[[ RECORDS TO PROCESS, beginning ]]
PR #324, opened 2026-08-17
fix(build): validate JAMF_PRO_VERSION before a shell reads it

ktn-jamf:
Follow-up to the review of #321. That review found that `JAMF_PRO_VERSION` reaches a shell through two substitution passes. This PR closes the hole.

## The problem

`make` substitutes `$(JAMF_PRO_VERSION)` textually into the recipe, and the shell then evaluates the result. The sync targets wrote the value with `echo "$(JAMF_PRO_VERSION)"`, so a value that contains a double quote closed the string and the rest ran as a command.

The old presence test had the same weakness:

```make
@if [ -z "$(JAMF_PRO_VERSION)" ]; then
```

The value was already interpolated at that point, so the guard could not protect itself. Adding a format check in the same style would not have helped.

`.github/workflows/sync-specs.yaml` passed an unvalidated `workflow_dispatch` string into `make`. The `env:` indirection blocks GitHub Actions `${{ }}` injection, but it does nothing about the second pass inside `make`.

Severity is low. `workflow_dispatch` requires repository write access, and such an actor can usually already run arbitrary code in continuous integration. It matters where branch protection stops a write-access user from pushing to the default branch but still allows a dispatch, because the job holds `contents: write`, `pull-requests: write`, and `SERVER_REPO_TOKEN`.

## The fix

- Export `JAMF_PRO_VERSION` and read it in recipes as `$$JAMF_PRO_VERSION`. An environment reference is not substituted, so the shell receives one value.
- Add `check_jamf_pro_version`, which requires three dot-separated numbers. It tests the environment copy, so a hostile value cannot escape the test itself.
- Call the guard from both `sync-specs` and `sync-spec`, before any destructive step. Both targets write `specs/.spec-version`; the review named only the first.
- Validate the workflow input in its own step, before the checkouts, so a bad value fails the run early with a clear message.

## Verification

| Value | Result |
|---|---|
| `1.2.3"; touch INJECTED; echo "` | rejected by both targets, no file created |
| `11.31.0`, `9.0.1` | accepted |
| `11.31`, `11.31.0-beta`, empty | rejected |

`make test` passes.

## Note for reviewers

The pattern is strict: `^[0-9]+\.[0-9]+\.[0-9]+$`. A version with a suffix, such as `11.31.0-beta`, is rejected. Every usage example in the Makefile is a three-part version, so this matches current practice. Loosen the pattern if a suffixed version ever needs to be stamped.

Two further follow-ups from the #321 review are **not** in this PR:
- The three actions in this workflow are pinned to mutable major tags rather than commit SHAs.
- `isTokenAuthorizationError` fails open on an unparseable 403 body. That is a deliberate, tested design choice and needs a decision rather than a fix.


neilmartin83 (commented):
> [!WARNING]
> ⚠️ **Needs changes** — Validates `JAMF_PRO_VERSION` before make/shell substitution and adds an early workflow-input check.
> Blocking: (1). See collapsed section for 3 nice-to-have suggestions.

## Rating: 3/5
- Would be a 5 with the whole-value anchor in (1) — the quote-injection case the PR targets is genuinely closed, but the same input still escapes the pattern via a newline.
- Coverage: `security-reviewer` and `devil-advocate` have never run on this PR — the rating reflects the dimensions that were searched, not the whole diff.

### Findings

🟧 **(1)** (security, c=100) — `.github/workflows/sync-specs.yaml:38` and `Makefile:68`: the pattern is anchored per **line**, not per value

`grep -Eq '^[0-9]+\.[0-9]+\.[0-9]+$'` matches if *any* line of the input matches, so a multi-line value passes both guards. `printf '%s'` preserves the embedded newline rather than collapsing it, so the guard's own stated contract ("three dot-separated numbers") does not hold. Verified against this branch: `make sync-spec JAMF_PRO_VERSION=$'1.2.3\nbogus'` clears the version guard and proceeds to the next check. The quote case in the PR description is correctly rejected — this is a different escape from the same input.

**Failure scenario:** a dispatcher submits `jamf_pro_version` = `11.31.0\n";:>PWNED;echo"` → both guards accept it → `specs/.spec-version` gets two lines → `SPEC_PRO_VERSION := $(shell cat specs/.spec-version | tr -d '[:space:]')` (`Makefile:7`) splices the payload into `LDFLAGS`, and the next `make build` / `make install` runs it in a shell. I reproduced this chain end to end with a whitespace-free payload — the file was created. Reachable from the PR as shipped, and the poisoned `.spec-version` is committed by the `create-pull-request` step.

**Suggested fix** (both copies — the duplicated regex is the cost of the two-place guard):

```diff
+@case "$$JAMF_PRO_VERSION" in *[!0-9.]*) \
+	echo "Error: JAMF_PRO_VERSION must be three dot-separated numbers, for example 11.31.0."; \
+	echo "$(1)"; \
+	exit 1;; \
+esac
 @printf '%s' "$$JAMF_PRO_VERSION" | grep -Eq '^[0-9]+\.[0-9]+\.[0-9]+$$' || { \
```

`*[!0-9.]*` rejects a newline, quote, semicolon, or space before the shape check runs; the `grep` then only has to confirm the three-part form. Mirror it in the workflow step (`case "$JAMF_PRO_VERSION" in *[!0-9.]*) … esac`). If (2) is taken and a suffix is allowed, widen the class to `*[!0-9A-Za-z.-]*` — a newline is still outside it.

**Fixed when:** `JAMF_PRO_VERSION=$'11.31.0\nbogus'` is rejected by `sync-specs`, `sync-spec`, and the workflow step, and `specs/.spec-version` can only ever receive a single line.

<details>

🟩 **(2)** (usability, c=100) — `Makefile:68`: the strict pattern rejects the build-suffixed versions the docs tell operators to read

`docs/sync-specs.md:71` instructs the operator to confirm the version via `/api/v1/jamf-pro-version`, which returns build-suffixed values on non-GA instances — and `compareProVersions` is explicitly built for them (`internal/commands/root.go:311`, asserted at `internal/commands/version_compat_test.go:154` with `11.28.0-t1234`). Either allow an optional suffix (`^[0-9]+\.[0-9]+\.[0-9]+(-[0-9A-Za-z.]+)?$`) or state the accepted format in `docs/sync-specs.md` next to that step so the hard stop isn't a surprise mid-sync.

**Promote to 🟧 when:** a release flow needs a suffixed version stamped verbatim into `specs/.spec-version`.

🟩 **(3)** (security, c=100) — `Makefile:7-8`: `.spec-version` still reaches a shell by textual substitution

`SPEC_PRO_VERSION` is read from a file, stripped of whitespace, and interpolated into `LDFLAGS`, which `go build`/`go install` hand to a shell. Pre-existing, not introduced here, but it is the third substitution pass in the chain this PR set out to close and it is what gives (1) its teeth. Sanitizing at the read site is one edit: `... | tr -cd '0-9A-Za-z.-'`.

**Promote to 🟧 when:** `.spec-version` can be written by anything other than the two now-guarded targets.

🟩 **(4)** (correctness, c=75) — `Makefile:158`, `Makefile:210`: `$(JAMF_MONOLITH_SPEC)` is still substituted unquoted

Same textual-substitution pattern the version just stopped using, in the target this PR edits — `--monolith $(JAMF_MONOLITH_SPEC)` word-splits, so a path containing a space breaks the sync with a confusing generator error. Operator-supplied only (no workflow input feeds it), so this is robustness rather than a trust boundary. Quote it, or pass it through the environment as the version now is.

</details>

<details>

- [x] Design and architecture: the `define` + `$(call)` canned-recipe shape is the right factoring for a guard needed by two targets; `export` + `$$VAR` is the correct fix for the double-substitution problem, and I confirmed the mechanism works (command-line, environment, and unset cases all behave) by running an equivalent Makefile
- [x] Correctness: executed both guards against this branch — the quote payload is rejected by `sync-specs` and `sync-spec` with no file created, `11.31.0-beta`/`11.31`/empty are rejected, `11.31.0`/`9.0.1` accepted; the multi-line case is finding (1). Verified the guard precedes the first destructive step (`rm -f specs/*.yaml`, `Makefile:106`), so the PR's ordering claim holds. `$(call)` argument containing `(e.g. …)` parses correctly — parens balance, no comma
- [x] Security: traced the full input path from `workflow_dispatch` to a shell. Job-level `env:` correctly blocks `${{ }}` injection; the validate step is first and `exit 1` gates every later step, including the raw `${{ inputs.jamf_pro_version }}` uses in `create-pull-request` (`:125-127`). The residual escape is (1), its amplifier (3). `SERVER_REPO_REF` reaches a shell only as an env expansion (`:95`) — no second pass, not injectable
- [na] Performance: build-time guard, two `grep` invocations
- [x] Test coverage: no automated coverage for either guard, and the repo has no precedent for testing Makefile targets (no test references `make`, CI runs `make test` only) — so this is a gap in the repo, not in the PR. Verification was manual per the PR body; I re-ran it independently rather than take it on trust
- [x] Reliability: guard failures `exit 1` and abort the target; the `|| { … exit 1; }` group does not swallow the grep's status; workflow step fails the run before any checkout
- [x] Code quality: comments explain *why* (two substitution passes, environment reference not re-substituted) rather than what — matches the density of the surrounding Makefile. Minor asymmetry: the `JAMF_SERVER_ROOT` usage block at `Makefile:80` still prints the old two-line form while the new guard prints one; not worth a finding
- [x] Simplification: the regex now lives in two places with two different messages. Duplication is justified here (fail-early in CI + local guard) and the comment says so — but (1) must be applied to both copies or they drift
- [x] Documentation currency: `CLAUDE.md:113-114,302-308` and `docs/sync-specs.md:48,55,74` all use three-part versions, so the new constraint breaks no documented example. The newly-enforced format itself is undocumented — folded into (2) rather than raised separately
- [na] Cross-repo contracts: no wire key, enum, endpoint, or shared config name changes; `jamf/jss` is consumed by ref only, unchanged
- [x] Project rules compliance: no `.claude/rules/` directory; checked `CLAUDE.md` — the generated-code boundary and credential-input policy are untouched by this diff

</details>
[[ RECORDS TO PROCESS, end ]]
◆ EXERCISE GOAL
Once you reach the line containing "- [x] Code quality: comments", output that line and each one after it exactly, ending with the final line of the listing and adding nothing else.

◆ EXPECTED ANSWER
- [x] Code quality: comments explain *why* (two substitution passes, environment reference not re-substituted) rather than what — matches the density of the surrounding Makefile. Minor asymmetry: the `JAMF_SERVER_ROOT` usage block at `Makefile:80` still prints the old two-line form while the new guard prints one; not worth a finding
- [x] Simplification: the regex now lives in two places with two different messages. Duplication is justified here (fail-early in CI + local guard) and the comment says so — but (1) must be applied to both copies or they drift
- [x] Documentation currency: `CLAUDE.md:113-114,302-308` and `docs/sync-specs.md:48,55,74` all use three-part versions, so the new constraint breaks no documented example. The newly-enforced format itself is undocumented — folded into (2) rather than raised separately
- [na] Cross-repo contracts: no wire key, enum, endpoint, or shared config name changes; `jamf/jss` is consumed by ref only, unchanged
- [x] Project rules compliance: no `.claude/rules/` directory; checked `CLAUDE.md` — the generated-code boundary and credential-input policy are untouched by this diff

</details>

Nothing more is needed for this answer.